Exercise goal => Once the line containing "PR #503, opened 2024-12-06" is found in the records below, return it and each following line exactly, up to and including the line containing "[derivation from stack", and nothing else.

Records from a data source:
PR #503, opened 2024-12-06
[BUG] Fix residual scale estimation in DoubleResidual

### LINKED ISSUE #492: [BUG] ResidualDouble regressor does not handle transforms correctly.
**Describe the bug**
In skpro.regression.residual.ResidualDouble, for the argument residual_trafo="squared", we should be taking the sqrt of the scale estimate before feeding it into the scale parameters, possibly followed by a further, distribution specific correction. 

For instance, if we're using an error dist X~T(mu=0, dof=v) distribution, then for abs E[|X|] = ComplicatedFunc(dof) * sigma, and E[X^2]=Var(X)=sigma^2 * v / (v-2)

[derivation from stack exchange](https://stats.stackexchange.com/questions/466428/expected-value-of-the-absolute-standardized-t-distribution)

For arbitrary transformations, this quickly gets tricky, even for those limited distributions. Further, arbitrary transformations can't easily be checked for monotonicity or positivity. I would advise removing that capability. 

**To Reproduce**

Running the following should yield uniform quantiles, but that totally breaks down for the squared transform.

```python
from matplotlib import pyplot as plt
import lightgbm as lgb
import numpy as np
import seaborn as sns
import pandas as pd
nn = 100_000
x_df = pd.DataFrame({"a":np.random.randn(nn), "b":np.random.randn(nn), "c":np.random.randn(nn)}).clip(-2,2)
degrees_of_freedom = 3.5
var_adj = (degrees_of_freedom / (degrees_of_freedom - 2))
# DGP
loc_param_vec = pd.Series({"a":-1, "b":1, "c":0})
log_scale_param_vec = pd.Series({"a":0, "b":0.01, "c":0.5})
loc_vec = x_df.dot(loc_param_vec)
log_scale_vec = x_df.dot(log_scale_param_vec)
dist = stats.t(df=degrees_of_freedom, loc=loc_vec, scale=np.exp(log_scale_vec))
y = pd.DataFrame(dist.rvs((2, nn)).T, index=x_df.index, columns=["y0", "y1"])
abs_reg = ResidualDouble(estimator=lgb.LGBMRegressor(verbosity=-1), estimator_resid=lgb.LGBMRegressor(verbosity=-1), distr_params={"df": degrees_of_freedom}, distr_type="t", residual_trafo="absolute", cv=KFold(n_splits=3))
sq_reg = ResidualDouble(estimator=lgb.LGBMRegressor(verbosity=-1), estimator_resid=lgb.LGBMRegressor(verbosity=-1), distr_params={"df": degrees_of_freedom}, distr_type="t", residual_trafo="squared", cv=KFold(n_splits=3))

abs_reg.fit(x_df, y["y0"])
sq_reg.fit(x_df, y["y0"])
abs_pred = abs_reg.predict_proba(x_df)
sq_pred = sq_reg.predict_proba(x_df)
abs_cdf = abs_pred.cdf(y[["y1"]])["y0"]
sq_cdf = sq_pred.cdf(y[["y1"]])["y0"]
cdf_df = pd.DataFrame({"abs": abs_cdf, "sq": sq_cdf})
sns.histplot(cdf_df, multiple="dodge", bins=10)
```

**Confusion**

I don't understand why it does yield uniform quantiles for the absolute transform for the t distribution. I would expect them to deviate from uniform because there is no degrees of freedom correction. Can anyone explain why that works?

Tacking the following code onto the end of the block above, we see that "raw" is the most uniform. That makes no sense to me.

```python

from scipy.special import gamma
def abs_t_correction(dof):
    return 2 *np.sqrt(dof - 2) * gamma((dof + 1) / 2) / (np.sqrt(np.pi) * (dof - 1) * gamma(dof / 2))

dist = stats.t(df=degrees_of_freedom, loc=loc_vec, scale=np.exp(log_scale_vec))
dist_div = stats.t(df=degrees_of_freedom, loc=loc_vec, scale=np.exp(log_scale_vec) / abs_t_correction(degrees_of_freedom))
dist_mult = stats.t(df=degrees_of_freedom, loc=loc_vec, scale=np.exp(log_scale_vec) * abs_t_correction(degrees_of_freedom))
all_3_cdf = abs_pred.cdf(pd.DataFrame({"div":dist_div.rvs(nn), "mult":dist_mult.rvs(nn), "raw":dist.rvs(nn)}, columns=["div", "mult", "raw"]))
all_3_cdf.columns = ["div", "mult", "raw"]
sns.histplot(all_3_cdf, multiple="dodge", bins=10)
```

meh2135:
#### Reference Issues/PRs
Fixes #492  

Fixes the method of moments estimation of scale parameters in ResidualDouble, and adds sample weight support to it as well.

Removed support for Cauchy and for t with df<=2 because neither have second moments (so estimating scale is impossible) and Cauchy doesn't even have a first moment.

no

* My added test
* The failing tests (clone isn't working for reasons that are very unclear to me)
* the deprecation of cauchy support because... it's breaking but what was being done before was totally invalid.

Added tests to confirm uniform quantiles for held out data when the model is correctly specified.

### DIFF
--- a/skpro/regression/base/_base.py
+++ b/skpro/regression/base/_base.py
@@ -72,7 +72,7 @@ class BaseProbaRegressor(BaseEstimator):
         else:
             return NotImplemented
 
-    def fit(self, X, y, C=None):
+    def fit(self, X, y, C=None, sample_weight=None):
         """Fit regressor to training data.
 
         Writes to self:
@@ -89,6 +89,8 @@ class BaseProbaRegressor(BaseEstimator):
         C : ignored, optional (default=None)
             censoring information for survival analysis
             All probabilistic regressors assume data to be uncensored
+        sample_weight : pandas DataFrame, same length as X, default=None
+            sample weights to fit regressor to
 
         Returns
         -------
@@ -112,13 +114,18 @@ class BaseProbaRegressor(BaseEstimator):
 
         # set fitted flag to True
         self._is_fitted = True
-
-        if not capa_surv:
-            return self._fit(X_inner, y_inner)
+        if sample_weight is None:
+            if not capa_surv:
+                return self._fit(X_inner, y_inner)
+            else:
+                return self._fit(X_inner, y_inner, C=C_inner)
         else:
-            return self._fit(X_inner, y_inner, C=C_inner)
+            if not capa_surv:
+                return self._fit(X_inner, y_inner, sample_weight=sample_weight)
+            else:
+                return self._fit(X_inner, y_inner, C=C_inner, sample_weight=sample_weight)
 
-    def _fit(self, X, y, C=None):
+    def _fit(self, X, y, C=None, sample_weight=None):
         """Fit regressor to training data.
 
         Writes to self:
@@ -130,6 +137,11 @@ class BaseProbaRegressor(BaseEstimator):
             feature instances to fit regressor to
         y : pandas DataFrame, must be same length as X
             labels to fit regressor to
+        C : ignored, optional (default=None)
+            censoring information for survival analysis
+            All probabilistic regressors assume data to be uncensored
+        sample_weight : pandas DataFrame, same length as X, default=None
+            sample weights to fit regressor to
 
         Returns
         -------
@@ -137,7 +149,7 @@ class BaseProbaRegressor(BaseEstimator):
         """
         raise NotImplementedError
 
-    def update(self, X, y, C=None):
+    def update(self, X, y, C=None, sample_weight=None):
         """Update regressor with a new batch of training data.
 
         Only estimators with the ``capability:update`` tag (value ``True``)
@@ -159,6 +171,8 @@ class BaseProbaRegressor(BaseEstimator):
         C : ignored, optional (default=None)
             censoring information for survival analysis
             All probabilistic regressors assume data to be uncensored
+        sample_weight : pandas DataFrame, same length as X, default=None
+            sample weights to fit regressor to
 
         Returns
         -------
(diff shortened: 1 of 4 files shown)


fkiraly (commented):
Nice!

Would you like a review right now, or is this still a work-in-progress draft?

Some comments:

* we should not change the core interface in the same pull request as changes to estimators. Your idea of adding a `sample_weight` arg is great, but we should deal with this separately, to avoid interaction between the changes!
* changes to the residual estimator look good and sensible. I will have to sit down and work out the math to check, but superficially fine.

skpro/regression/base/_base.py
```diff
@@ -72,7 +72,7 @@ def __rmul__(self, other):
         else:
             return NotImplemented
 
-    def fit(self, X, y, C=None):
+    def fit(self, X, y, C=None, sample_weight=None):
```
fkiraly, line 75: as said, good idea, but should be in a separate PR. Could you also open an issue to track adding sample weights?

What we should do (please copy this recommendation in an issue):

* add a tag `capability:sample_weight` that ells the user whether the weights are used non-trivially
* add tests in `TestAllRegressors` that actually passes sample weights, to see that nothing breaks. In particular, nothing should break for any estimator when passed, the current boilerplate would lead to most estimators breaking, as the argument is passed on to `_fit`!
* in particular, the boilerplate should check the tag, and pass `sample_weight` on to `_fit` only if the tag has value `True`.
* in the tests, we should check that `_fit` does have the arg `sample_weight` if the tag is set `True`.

* * *

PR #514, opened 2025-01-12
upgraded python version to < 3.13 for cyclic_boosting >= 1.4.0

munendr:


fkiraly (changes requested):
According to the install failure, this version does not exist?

---

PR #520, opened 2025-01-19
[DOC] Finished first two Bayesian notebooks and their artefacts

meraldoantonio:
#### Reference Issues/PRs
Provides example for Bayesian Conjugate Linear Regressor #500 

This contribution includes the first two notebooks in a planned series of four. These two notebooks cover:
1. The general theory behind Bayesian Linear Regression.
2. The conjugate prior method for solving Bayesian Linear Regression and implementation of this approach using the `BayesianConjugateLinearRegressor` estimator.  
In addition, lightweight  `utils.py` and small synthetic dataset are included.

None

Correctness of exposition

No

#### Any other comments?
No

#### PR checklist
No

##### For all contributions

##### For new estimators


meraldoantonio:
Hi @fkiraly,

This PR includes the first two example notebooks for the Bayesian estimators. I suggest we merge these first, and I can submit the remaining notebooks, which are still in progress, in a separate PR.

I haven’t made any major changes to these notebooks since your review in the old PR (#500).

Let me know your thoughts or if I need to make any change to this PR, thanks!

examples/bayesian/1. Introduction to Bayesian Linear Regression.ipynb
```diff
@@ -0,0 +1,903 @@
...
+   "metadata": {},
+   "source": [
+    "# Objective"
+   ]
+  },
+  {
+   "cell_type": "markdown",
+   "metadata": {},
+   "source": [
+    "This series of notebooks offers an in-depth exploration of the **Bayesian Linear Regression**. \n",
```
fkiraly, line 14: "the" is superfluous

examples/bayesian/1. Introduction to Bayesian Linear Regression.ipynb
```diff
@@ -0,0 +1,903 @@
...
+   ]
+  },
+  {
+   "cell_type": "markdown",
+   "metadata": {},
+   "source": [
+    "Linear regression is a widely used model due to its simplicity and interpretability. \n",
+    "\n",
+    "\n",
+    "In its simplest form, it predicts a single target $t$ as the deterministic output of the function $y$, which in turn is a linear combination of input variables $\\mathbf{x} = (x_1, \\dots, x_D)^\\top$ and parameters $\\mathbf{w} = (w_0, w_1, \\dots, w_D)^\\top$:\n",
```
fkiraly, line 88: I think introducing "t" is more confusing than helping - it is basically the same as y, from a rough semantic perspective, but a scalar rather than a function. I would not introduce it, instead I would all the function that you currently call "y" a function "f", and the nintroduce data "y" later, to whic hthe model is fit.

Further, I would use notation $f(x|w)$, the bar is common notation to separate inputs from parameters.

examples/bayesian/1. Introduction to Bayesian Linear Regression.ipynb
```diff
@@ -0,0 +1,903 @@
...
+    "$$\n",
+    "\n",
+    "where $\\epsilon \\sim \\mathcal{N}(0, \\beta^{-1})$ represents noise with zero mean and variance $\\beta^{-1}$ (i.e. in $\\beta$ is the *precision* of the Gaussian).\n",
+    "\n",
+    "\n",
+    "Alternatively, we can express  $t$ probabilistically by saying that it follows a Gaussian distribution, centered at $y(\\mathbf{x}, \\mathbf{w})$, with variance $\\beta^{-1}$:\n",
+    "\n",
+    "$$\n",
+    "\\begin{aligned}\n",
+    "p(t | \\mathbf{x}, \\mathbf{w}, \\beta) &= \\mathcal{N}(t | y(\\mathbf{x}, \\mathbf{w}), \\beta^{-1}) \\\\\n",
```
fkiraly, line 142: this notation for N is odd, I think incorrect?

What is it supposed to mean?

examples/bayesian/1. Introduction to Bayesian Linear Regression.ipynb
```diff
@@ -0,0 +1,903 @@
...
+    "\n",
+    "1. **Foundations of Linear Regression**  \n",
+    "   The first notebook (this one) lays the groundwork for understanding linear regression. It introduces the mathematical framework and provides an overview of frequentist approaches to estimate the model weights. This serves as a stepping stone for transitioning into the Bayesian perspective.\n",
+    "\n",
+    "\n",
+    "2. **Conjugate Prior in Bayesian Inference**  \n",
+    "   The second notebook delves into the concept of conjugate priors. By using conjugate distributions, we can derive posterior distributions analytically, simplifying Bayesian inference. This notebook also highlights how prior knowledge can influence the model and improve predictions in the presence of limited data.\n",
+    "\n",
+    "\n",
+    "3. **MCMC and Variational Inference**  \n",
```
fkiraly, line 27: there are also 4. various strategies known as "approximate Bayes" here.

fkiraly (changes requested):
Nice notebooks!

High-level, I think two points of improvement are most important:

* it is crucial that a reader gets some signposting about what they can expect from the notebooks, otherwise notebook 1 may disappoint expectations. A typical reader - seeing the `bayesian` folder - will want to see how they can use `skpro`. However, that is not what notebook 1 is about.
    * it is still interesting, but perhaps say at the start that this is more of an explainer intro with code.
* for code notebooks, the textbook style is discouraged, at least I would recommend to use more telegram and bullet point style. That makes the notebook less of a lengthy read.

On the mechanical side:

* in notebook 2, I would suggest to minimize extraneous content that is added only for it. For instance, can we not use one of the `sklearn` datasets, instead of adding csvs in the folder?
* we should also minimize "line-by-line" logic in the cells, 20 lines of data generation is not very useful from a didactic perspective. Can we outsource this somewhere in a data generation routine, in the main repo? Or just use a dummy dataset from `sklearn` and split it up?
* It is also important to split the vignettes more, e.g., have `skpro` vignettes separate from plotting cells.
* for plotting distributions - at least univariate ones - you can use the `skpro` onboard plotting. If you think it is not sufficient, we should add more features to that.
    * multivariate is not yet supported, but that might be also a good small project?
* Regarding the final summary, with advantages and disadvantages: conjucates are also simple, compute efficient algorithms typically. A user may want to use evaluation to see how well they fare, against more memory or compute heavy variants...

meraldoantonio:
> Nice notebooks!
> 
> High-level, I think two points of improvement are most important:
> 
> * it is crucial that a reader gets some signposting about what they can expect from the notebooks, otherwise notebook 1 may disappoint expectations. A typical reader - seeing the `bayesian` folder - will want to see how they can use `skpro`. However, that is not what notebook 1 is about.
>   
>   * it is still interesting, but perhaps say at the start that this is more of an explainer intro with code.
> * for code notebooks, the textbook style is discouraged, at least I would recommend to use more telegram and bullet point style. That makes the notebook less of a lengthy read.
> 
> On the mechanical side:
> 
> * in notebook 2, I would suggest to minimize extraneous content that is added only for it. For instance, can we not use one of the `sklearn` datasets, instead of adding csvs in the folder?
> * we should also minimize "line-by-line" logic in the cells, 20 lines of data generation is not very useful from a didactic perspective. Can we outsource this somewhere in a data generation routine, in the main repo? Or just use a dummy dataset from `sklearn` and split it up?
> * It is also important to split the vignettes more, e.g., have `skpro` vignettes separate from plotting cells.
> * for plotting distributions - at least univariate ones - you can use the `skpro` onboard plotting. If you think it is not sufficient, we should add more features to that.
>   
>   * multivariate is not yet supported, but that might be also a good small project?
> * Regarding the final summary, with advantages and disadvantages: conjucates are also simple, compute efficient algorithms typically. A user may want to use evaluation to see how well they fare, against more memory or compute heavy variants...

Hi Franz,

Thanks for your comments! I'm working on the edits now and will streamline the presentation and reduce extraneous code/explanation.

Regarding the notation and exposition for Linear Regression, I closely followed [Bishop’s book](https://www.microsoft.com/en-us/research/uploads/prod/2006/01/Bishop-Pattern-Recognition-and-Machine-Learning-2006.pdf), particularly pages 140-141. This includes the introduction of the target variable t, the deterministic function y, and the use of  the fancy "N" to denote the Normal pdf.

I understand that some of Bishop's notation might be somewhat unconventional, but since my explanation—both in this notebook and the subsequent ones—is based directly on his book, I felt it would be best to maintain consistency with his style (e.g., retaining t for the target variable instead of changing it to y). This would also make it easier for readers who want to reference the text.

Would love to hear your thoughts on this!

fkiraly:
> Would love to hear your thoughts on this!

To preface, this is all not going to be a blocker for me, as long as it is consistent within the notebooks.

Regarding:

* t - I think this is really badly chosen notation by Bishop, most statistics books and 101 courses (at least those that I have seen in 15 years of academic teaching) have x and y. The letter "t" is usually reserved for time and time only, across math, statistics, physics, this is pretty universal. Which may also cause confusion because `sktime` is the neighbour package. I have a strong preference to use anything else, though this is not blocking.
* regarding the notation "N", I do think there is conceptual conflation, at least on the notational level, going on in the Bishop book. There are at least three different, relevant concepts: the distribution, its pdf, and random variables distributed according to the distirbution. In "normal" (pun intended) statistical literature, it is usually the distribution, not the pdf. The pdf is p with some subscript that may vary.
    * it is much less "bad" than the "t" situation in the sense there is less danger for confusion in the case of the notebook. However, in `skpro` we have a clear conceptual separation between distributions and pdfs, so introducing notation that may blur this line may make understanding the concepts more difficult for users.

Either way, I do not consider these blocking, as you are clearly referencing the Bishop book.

Response area =>
PR #503, opened 2024-12-06
[BUG] Fix residual scale estimation in DoubleResidual

### LINKED ISSUE #492: [BUG] ResidualDouble regressor does not handle transforms correctly.
**Describe the bug**
In skpro.regression.residual.ResidualDouble, for the argument residual_trafo="squared", we should be taking the sqrt of the scale estimate before feeding it into the scale parameters, possibly followed by a further, distribution specific correction. 

For instance, if we're using an error dist X~T(mu=0, dof=v) distribution, then for abs E[|X|] = ComplicatedFunc(dof) * sigma, and E[X^2]=Var(X)=sigma^2 * v / (v-2)

[derivation from stack exchange](https://stats.stackexchange.com/questions/466428/expected-value-of-the-absolute-standardized-t-distribution)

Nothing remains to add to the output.